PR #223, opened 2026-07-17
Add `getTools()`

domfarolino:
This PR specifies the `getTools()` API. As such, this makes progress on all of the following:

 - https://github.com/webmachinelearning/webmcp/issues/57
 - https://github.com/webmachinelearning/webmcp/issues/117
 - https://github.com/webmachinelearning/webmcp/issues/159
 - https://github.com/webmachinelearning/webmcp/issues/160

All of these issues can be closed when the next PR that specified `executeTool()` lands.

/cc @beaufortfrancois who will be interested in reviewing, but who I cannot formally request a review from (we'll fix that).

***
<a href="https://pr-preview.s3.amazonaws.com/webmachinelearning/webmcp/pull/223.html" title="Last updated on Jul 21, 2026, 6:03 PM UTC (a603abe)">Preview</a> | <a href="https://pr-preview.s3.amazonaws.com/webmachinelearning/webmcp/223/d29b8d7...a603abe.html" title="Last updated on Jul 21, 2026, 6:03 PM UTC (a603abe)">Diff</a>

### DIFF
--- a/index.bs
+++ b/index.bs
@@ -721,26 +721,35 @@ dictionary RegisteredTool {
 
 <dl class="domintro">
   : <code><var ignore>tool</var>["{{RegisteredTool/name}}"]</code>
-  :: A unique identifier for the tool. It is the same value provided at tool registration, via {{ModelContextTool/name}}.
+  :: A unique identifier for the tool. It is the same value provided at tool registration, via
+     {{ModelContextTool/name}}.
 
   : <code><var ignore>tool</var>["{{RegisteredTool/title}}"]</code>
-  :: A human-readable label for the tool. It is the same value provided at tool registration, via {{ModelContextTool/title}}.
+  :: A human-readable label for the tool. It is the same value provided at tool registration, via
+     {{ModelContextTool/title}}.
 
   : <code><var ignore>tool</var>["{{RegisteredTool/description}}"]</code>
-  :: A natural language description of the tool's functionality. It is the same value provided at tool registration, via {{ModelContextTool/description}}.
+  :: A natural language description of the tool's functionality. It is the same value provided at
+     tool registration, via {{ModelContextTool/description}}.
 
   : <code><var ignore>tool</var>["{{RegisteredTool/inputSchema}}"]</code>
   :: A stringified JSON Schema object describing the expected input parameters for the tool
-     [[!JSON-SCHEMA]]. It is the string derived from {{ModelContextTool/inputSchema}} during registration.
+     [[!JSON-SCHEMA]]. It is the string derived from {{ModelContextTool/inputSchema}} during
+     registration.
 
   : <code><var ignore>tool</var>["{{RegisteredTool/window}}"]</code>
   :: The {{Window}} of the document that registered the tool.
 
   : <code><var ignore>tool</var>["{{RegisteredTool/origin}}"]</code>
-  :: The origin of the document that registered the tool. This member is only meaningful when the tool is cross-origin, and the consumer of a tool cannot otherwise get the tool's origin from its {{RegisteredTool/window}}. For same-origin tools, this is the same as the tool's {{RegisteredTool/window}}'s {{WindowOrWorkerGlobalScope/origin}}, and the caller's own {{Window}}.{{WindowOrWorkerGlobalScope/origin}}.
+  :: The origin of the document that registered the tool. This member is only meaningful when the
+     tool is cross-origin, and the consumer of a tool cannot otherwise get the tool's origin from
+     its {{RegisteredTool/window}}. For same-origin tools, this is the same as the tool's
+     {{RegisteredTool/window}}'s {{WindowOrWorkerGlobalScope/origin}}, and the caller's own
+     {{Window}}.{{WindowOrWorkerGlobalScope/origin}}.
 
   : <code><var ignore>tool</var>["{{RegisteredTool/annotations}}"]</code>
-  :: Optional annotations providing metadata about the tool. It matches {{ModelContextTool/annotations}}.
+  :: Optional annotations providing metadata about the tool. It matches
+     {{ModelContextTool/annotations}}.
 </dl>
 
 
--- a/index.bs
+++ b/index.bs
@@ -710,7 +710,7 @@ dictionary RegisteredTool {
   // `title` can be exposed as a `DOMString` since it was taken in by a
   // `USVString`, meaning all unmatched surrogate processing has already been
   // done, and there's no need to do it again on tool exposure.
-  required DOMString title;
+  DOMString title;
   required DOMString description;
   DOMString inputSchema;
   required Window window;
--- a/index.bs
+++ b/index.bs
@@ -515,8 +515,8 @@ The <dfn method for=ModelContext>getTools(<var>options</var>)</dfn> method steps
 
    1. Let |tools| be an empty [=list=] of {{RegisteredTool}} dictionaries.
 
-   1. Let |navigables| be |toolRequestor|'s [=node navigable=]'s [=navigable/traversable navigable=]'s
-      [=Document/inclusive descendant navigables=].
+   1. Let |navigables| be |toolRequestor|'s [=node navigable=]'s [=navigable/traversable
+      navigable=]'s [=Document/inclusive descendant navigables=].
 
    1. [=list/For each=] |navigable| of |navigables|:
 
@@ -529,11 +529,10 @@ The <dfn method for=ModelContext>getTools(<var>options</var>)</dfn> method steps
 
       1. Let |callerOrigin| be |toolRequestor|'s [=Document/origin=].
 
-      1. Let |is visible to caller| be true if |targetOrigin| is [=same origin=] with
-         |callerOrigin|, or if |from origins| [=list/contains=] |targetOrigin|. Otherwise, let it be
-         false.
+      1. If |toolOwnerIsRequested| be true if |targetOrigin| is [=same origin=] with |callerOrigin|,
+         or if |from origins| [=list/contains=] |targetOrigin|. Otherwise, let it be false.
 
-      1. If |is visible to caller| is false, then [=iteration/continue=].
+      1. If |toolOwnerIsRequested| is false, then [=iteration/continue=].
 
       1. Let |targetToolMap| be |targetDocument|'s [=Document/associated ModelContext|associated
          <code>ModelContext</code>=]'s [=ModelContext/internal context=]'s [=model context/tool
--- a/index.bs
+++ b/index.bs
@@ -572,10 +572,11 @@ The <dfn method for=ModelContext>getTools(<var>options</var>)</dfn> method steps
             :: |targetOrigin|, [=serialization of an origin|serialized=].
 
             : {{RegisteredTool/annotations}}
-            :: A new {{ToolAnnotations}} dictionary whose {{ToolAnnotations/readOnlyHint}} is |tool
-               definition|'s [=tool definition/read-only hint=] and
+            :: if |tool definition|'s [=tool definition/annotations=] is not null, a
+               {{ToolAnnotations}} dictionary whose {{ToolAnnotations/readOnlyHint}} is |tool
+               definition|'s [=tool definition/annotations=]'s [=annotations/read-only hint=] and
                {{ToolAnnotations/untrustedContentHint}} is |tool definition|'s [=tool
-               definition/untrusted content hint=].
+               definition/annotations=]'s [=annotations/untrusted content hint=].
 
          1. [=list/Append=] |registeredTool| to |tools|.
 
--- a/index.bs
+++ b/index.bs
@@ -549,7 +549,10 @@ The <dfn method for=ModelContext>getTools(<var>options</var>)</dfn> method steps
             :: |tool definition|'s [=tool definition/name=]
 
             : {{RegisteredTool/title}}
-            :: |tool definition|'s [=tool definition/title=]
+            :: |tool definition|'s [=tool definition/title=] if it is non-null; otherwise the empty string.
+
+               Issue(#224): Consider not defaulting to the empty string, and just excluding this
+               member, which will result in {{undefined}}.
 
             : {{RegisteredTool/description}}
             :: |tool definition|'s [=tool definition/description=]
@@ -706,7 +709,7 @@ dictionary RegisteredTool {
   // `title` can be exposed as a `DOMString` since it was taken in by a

━━━

EXERCISE OBJECTIVE → Nothing should be changed: write out all of the data as is.

ANSWER SECTION →
PR #223, opened 2026-07-17
Add `getTools()`

domfarolino:
This PR specifies the `getTools()` API. As such, this makes progress on all of the following:

 - https://github.com/webmachinelearning/webmcp/issues/57
 - https://github.com/webmachinelearning/webmcp/issues/117
 - https://github.com/webmachinelearning/webmcp/issues/159
 - https://github.com/webmachinelearning/webmcp/issues/160

All of these issues can be closed when the next PR that specified `executeTool()` lands.

/cc @beaufortfrancois who will be interested in reviewing, but who I cannot formally request a review from (we'll fix that).

***
<a href="https://pr-preview.s3.amazonaws.com/webmachinelearning/webmcp/pull/223.html" title="Last updated on Jul 21, 2026, 6:03 PM UTC (a603abe)">Preview</a> | <a href="https://pr-preview.s3.amazonaws.com/webmachinelearning/webmcp/223/d29b8d7...a603abe.html" title="Last updated on Jul 21, 2026, 6:03 PM UTC (a603abe)">Diff</a>

### DIFF
--- a/index.bs
+++ b/index.bs
@@ -721,26 +721,35 @@ dictionary RegisteredTool {
 
 <dl class="domintro">
   : <code><var ignore>tool</var>["{{RegisteredTool/name}}"]</code>
-  :: A unique identifier for the tool. It is the same value provided at tool registration, via {{ModelContextTool/name}}.
+  :: A unique identifier for the tool. It is the same value provided at tool registration, via
+     {{ModelContextTool/name}}.
 
   : <code><var ignore>tool</var>["{{RegisteredTool/title}}"]</code>
-  :: A human-readable label for the tool. It is the same value provided at tool registration, via {{ModelContextTool/title}}.
+  :: A human-readable label for the tool. It is the same value provided at tool registration, via
+     {{ModelContextTool/title}}.
 
   : <code><var ignore>tool</var>["{{RegisteredTool/description}}"]</code>
-  :: A natural language description of the tool's functionality. It is the same value provided at tool registration, via {{ModelContextTool/description}}.
+  :: A natural language description of the tool's functionality. It is the same value provided at
+     tool registration, via {{ModelContextTool/description}}.
 
   : <code><var ignore>tool</var>["{{RegisteredTool/inputSchema}}"]</code>
   :: A stringified JSON Schema object describing the expected input parameters for the tool
-     [[!JSON-SCHEMA]]. It is the string derived from {{ModelContextTool/inputSchema}} during registration.
+     [[!JSON-SCHEMA]]. It is the string derived from {{ModelContextTool/inputSchema}} during
+     registration.
 
   : <code><var ignore>tool</var>["{{RegisteredTool/window}}"]</code>
   :: The {{Window}} of the document that registered the tool.
 
   : <code><var ignore>tool</var>["{{RegisteredTool/origin}}"]</code>
-  :: The origin of the document that registered the tool. This member is only meaningful when the tool is cross-origin, and the consumer of a tool cannot otherwise get the tool's origin from its {{RegisteredTool/window}}. For same-origin tools, this is the same as the tool's {{RegisteredTool/window}}'s {{WindowOrWorkerGlobalScope/origin}}, and the caller's own {{Window}}.{{WindowOrWorkerGlobalScope/origin}}.
+  :: The origin of the document that registered the tool. This member is only meaningful when the
+     tool is cross-origin, and the consumer of a tool cannot otherwise get the tool's origin from
+     its {{RegisteredTool/window}}. For same-origin tools, this is the same as the tool's
+     {{RegisteredTool/window}}'s {{WindowOrWorkerGlobalScope/origin}}, and the caller's own
+     {{Window}}.{{WindowOrWorkerGlobalScope/origin}}.
 
   : <code><var ignore>tool</var>["{{RegisteredTool/annotations}}"]</code>
-  :: Optional annotations providing metadata about the tool. It matches {{ModelContextTool/annotations}}.
+  :: Optional annotations providing metadata about the tool. It matches
+     {{ModelContextTool/annotations}}.
 </dl>
 
 
--- a/index.bs
+++ b/index.bs
@@ -710,7 +710,7 @@ dictionary RegisteredTool {
   // `title` can be exposed as a `DOMString` since it was taken in by a
   // `USVString`, meaning all unmatched surrogate processing has already been
   // done, and there's no need to do it again on tool exposure.
-  required DOMString title;
+  DOMString title;
   required DOMString description;
   DOMString inputSchema;
   required Window window;
--- a/index.bs
+++ b/index.bs
@@ -515,8 +515,8 @@ The <dfn method for=ModelContext>getTools(<var>options</var>)</dfn> method steps
 
    1. Let |tools| be an empty [=list=] of {{RegisteredTool}} dictionaries.
 
-   1. Let |navigables| be |toolRequestor|'s [=node navigable=]'s [=navigable/traversable navigable=]'s
-      [=Document/inclusive descendant navigables=].
+   1. Let |navigables| be |toolRequestor|'s [=node navigable=]'s [=navigable/traversable
+      navigable=]'s [=Document/inclusive descendant navigables=].
 
    1. [=list/For each=] |navigable| of |navigables|:
 
@@ -529,11 +529,10 @@ The <dfn method for=ModelContext>getTools(<var>options</var>)</dfn> method steps
 
       1. Let |callerOrigin| be |toolRequestor|'s [=Document/origin=].
 
-      1. Let |is visible to caller| be true if |targetOrigin| is [=same origin=] with
-         |callerOrigin|, or if |from origins| [=list/contains=] |targetOrigin|. Otherwise, let it be
-         false.
+      1. If |toolOwnerIsRequested| be true if |targetOrigin| is [=same origin=] with |callerOrigin|,
+         or if |from origins| [=list/contains=] |targetOrigin|. Otherwise, let it be false.
 
-      1. If |is visible to caller| is false, then [=iteration/continue=].
+      1. If |toolOwnerIsRequested| is false, then [=iteration/continue=].
 
       1. Let |targetToolMap| be |targetDocument|'s [=Document/associated ModelContext|associated
          <code>ModelContext</code>=]'s [=ModelContext/internal context=]'s [=model context/tool
--- a/index.bs
+++ b/index.bs
@@ -572,10 +572,11 @@ The <dfn method for=ModelContext>getTools(<var>options</var>)</dfn> method steps
             :: |targetOrigin|, [=serialization of an origin|serialized=].
 
             : {{RegisteredTool/annotations}}
-            :: A new {{ToolAnnotations}} dictionary whose {{ToolAnnotations/readOnlyHint}} is |tool
-               definition|'s [=tool definition/read-only hint=] and
+            :: if |tool definition|'s [=tool definition/annotations=] is not null, a
+               {{ToolAnnotations}} dictionary whose {{ToolAnnotations/readOnlyHint}} is |tool
+               definition|'s [=tool definition/annotations=]'s [=annotations/read-only hint=] and
                {{ToolAnnotations/untrustedContentHint}} is |tool definition|'s [=tool
-               definition/untrusted content hint=].
+               definition/annotations=]'s [=annotations/untrusted content hint=].
 
          1. [=list/Append=] |registeredTool| to |tools|.
 
--- a/index.bs
+++ b/index.bs
@@ -549,7 +549,10 @@ The <dfn method for=ModelContext>getTools(<var>options</var>)</dfn> method steps
             :: |tool definition|'s [=tool definition/name=]
 
             : {{RegisteredTool/title}}
-            :: |tool definition|'s [=tool definition/title=]
+            :: |tool definition|'s [=tool definition/title=] if it is non-null; otherwise the empty string.
+
+               Issue(#224): Consider not defaulting to the empty string, and just excluding this
+               member, which will result in {{undefined}}.
 
             : {{RegisteredTool/description}}
             :: |tool definition|'s [=tool definition/description=]
@@ -706,7 +709,7 @@ dictionary RegisteredTool {
   // `title` can be exposed as a `DOMString` since it was taken in by a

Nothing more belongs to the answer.